Copy out the entries that follow. Leave none out.

Dataset records Block Start

PR #149, opened 2025-01-21
extproc: allow configuring an UDS listen address

nacx:
Allows configuring extproc to listen on an Unix domain socket. Note that this PR just enables it in the extproc filter. Follow-up PRs will be needed to accommodate that in the controller as well, but that would require further changes to how the Gateway itself (not only the filter) is deployed, to mount a common volume for the UDS.

### DIFF
--- a/cmd/extproc/mainlib/main.go
+++ b/cmd/extproc/mainlib/main.go
@@ -8,6 +8,7 @@ import (
 	"net"
 	"os"
 	"os/signal"
+	"strings"
 	"syscall"
 	"time"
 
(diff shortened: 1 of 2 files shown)


cmd/extproc/mainlib/main.go
```diff
@@ -19,12 +20,16 @@ import (
...
+	defaultLogLevel = "info"
+)
+
 var (
 	configPath = flag.String("configPath", "", "path to the configuration file. "+
 		"The file must be in YAML format specified in extprocconfig.Config type. The configuration file is watched for changes.")
-	// TODO: unix domain socket support.
-	extProcPort = flag.String("extProcPort", ":1063", "gRPC port for the external processor")
-	logLevel    = flag.String("logLevel", "info", "log level")
+	extProcAddr = flag.String("extProcAddr", defaultAddress, "gRPC address for the external processor")
```
nacx, line 31: This could be a breaking change for users using the extproc directly. The controller doesn't explicitly set the flag and relies on the default value so that should not break.

mathetake (approved):

cmd/extproc/mainlib/main.go
mathetake: yeah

Dataset records Block End

• [Answer box]
PR #149, opened 2025-01-21
extproc: allow configuring an UDS listen address

nacx:
Allows configuring extproc to listen on an Unix domain socket. Note that this PR just enables it in the extproc filter. Follow-up PRs will be needed to accommodate that in the controller as well, but that would require further changes to how the Gateway itself (not only the filter) is deployed, to mount a common volume for the UDS.

### DIFF
--- a/cmd/extproc/mainlib/main.go
+++ b/cmd/extproc/mainlib/main.go
@@ -8,6 +8,7 @@ import (
 	"net"
 	"os"
 	"os/signal"
+	"strings"
 	"syscall"
 	"time"
 
(diff shortened: 1 of 2 files shown)


cmd/extproc/mainlib/main.go
```diff
@@ -19,12 +20,16 @@ import (
...
+	defaultLogLevel = "info"
+)
+
 var (
 	configPath = flag.String("configPath", "", "path to the configuration file. "+
 		"The file must be in YAML format specified in extprocconfig.Config type. The configuration file is watched for changes.")
-	// TODO: unix domain socket support.
-	extProcPort = flag.String("extProcPort", ":1063", "gRPC port for the external processor")
-	logLevel    = flag.String("logLevel", "info", "log level")
+	extProcAddr = flag.String("extProcAddr", defaultAddress, "gRPC address for the external processor")
```
nacx, line 31: This could be a breaking change for users using the extproc directly. The controller doesn't explicitly set the flag and relies on the default value so that should not break.

mathetake (approved):

cmd/extproc/mainlib/main.go
mathetake: yeah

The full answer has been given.